## Task directions
Wherever the word "crewmember" occurs in the lines below, copy the whole line.

[Collected data]
▼▼▼

PR #13266, opened 2020-04-06
Ion storms are no longer announced by default

datlo:
Currently ion storms have a 33 percent chance of being announced to crew. 

Ion storms too often results in the captain resetting the law with zero conflicts with the AI, and the announcement doesnt help here, as this prevents the AI from making prepared plans on how best to apply the law (if their lawset allows hiding the ion law)

This PR sets ion storms from random events to no announcement by default. Admin triggered ion storms still lets admins choose to show an announcement when triggered.

:cl:
tweak: Ion storms are no longer announced to the station.
/:cl:

### DIFF
--- a/code/modules/events/ion_storm.dm
+++ b/code/modules/events/ion_storm.dm
@@ -31,15 +31,6 @@
 				to_chat(M, "<span class='danger'>[message] ...LAWS UPDATED</span>")
 				to_chat(M, "<br>")
 
-	for(var/mob/living/silicon/robot/R in GLOB.living_mob_list)
-		if(R.stat != DEAD && !R.connected_ai && !R.emagged)
-			var/message = generate_ion_law(ionMessage)
-			if(message)
-				R.add_ion_law(message)
-				to_chat(R, "<br>")
-				to_chat(R, "<span class='danger'>[message] ...LAWS UPDATED</span>")
-				to_chat(R, "<br>")
-
 	if(botEmagChance)
 		for(var/mob/living/simple_animal/bot/bot in GLOB.machines)
 			if(prob(botEmagChance))
--- a/code/modules/events/ion_storm.dm
+++ b/code/modules/events/ion_storm.dm
@@ -1,14 +1,15 @@
+#define ION_NOANNOUNCEMENT -1
 #define ION_RANDOM 0
 #define ION_ANNOUNCE 1
 
 /datum/event/ion_storm
 	var/botEmagChance = 10
-	var/announceEvent = ION_RANDOM // -1 means don't announce, 0 means have it randomly announce, 1 means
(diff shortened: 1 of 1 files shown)


code/modules/events/ion_storm.dm
```diff
@@ -19,18 +20,26 @@
 	if(announceEvent == ION_ANNOUNCE || (announceEvent == ION_RANDOM && prob(ionAnnounceChance)))
 		GLOB.event_announcement.Announce("Ion storm detected near the station. Please check all AI-controlled equipment for errors.", "Anomaly Alert", 'sound/AI/ionstorm.ogg')
 
-
 /datum/event/ion_storm/start()
 	//AI laws
 	for(var/mob/living/silicon/ai/M in GLOB.living_mob_list)
-		if(M.stat != 2 && M.see_in_dark != 0)
+		if(M.stat != DEAD && M.see_in_dark != FALSE)
```
farie82, line 26: What kind of check is this. see_in_dark? wot
Is this to check if they are carded or....
Nothing to do with your PR but just something I noticed

datlo: :man_shrugging:

Carthusia:
I like the idea of people not automatically being told this is happening, you have to pay attention.

Why are the borgs carrying bob around and praising him as Ali Din?

Why are the borgs stealing all the salt?

Why are the borgs pulling each other in a train, all saying choo choo?

It rewards paying attention, most of the time the laws are not super harmful and gives the AI and borg players a fun little thing to do until it's eventually discovered and fixed

code/modules/events/ion_storm.dm
```diff
@@ -19,18 +20,26 @@
...
 			var/message = generate_ion_law(ionMessage)
 			if(message)
 				M.add_ion_law(message)
 				to_chat(M, "<br>")
 				to_chat(M, "<span class='danger'>[message] ...LAWS UPDATED</span>")
 				to_chat(M, "<br>")
 
+	for(var/mob/living/silicon/robot/R in GLOB.living_mob_list)
+		if(R.stat != DEAD && !R.connected_ai && !R.emagged)
+			var/message = generate_ion_law(ionMessage)
```
Kyep, line 36: Objection.
This seems like it would give ERT borgs permanent, unremovable ion laws.
It also seems like it is buffing the ion storm event too much. Not just making it silent, but also making it affect unlinked borgs.

datlo: True I didnt think of that. I'll just remove this part of the PR as in most situations a cyborg will have a linked AI and this could cause too many issues/edge cases with stuff like ERT borgs... maybe even syndicate ones now that I think about it.

Updating now.

TDSSS:
Aww, I liked unlinked borgs getting a law, too. The borg law upload console never gets used, couldn't we just exclude ERT and other special borgs from it?

PR #13267, opened 2020-04-06
Fix reset/purge boards not clearing zeroth laws

### LINKED ISSUE #13264: Purge board doesn't remove the "One crewmember" law
**Issue Description**:
The "One crewmember" law cannot be removed by normal means, not even the purge board.

For the purge board to remove the "One crewmember" law 0.

**What happened instead**:
It didn't.

This law cannot be removed by normal means, making subversions using it way harder to deal with.

1. Upload the "One crewmember" law to the AI.
2. Use a purge module on the AI.
3. Check the AIs laws.

Uncertain, a long time ago likely.

**Extra information**:
I think this is due to the purge board code just setting the Law 0 to an empty string, which as far as I understand it, counts as null.
https://github.com/ParadiseSS13/Paradise/blob/210f8badf474adbd9f710a5f22fc19bccf4516e7/code/game/objects/items/weapons/AI_modules.dm#L241
Setting the zeroth law immediately returns if the law is null.
https://github.com/ParadiseSS13/Paradise/blob/04ba5c1cc902bf2eada751de7b1b72ebc64ecd86/code/datums/ai_laws.dm#L118
I wonder why the following proc isn't used instead.
https://github.com/ParadiseSS13/Paradise/blob/04ba5c1cc902bf2eada751de7b1b72ebc64ecd86/code/datums/ai_laws.dm#L236

datlo:
Reset and purge boards now clear zeroth laws of non-antag AIs as they are meant to do.

Also boldens some law notifications to AI that dont have a span and are easy to miss

Fix #13264

:cl:
fix: Fixed reset and purge boards not clearing zeroth laws of non-antag AIs, as they are meant to do.
/:cl:

### DIFF
--- a/code/game/objects/items/weapons/AI_modules.dm
+++ b/code/game/objects/items/weapons/AI_modules.dm
@@ -143,9 +143,8 @@ AI MODULES
 		target.set_zeroth_law(law)
 		GLOB.lawchanges.Add("The law specified [targetName]")
 	else
-		to_chat(target, "<b>[sender.real_name] attempted to modify your zeroth law.</b>")// And lets them know that someone tried. --NeoFite
-
-		to_chat(target, "<b>It would be in your best interest to play along with [sender.real_name] that [law]</b>")
+		to_chat(target, "<span class='bnotice'>[sender.real_name] attempted to modify your zeroth law.</span>")// And lets them know that someone tried. --NeoFite
+		to_chat(target, "<span class='bnotice'>It would be in your best interest to play along with [sender.real_name] that [law]</span>")
 		GLOB.lawchanges.Add("The law specified [targetName], but the AI's existing law 0 cannot be overridden.")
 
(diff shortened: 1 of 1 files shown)


datlo:
Updated to spans

BryanPara:
I have no problem with the Purge board getting rid of a zero law however I don't think the reset board should do so as well.

If the reset board is able to get rid of it, then really its no incentive to use the purge board except if one is an antagonist, which even then would be quite rare. I also feel as though removing a law that would be listed as inherent should be more risky and temporarily removing the AI's shackles to do so would at least provide more than simply popping in a reset board.

datlo:
The reset board is intended to remove zeroth law, it's just bugged and not doing so. The only case where removing zeroth law even matters is when OneCrew is used, as malf AI zeroth law cannot be removed by the AI upload. There is no concern for balance here.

▲▲▲

## Solution below
### LINKED ISSUE #13264: Purge board doesn't remove the "One crewmember" law
The "One crewmember" law cannot be removed by normal means, not even the purge board.
For the purge board to remove the "One crewmember" law 0.
1. Upload the "One crewmember" law to the AI.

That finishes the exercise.